[Data items]
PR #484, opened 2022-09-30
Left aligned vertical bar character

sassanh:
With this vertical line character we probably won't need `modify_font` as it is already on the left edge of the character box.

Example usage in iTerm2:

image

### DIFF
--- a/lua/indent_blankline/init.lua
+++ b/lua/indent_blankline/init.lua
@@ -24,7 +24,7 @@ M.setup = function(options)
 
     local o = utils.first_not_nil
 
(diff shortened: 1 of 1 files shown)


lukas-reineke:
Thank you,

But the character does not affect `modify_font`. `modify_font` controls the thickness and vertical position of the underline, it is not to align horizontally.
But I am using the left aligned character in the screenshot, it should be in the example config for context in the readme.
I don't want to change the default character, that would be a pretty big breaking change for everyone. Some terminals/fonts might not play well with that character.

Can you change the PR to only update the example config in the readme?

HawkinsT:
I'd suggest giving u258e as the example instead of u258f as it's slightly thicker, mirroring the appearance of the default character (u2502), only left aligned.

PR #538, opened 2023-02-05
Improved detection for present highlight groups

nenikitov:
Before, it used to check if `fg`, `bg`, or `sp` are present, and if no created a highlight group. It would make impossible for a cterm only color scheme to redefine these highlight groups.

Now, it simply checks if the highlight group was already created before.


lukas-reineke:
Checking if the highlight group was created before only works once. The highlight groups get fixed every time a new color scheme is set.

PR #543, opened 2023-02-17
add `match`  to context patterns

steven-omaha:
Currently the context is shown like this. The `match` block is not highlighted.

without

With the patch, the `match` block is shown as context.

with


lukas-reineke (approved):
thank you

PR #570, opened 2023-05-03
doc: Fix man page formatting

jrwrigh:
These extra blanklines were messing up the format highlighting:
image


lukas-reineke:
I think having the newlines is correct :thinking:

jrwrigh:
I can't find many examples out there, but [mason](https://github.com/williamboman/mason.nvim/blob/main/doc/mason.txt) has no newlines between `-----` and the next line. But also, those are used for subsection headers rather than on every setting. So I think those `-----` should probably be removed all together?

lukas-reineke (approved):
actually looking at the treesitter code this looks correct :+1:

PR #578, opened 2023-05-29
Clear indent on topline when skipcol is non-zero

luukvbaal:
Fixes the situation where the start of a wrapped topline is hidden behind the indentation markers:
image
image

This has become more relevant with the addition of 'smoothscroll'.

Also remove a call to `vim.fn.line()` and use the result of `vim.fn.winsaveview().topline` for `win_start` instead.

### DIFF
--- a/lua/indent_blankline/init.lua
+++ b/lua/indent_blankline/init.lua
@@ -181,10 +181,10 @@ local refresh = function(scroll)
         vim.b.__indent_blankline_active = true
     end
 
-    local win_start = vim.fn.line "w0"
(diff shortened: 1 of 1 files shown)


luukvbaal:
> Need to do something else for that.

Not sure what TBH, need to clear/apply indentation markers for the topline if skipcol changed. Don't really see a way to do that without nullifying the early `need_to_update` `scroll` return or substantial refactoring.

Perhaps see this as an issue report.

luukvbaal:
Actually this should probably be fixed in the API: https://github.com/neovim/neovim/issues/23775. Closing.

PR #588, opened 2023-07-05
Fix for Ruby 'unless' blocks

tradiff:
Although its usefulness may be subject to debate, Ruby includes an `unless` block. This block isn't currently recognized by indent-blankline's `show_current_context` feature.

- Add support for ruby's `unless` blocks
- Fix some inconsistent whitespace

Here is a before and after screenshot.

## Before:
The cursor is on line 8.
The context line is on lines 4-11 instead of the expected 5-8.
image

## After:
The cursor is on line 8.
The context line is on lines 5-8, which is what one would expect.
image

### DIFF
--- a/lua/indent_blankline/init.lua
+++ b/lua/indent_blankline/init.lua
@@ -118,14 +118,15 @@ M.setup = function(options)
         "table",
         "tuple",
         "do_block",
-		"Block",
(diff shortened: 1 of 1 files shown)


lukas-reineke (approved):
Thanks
...
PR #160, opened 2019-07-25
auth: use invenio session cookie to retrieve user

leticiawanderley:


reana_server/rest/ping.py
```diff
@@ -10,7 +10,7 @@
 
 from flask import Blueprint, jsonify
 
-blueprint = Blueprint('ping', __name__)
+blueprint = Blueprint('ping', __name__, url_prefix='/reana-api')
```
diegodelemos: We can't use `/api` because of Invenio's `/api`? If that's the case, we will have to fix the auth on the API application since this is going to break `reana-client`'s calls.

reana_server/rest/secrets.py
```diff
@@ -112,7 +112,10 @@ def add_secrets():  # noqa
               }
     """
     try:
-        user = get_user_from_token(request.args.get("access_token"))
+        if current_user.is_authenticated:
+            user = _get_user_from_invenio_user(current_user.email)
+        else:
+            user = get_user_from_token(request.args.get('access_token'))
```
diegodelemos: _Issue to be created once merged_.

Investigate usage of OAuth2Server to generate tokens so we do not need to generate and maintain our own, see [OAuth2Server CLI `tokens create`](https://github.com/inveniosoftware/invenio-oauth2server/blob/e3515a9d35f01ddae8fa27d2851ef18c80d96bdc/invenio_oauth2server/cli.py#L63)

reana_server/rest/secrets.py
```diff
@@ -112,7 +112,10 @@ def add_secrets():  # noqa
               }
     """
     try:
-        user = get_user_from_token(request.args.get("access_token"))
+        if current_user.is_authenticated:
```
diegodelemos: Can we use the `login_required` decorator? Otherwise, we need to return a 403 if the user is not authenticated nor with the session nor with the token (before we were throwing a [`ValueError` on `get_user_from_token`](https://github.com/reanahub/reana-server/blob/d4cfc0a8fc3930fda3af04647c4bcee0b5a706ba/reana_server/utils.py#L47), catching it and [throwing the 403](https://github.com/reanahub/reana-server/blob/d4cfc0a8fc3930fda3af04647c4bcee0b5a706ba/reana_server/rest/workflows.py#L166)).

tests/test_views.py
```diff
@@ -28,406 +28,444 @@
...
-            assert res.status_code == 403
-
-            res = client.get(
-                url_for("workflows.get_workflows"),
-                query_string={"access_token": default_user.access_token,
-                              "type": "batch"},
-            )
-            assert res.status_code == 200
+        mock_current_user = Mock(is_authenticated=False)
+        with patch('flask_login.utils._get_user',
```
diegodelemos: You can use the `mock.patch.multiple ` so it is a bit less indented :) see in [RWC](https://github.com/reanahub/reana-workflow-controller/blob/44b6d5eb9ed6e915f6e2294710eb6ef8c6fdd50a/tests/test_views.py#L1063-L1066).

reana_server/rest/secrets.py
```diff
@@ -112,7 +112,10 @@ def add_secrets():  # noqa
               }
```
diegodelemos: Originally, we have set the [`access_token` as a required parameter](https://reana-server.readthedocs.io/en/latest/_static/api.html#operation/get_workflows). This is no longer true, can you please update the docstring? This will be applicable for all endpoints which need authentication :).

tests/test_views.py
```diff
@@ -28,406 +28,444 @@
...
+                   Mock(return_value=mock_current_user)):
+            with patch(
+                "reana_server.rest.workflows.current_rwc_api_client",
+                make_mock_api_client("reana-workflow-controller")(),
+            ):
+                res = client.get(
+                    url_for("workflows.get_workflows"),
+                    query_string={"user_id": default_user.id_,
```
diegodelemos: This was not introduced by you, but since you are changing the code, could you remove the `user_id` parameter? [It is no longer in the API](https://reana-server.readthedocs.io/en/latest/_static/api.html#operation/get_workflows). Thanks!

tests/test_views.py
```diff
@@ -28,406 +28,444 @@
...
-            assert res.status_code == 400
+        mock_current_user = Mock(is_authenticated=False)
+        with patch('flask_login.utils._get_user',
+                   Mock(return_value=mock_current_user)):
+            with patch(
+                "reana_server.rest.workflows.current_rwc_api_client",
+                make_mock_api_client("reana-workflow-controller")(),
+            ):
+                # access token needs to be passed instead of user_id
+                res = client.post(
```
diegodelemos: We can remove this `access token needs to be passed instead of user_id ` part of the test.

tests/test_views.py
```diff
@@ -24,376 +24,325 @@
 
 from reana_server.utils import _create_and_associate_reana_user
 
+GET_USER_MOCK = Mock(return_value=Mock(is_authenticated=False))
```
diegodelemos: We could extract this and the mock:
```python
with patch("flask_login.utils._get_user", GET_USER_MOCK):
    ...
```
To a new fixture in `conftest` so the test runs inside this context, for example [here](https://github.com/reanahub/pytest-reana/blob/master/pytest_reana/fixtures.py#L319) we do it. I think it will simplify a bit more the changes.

# What you have to do
Count, and answer with the number only: how many lines of the data include the string "session"?

# Task response
2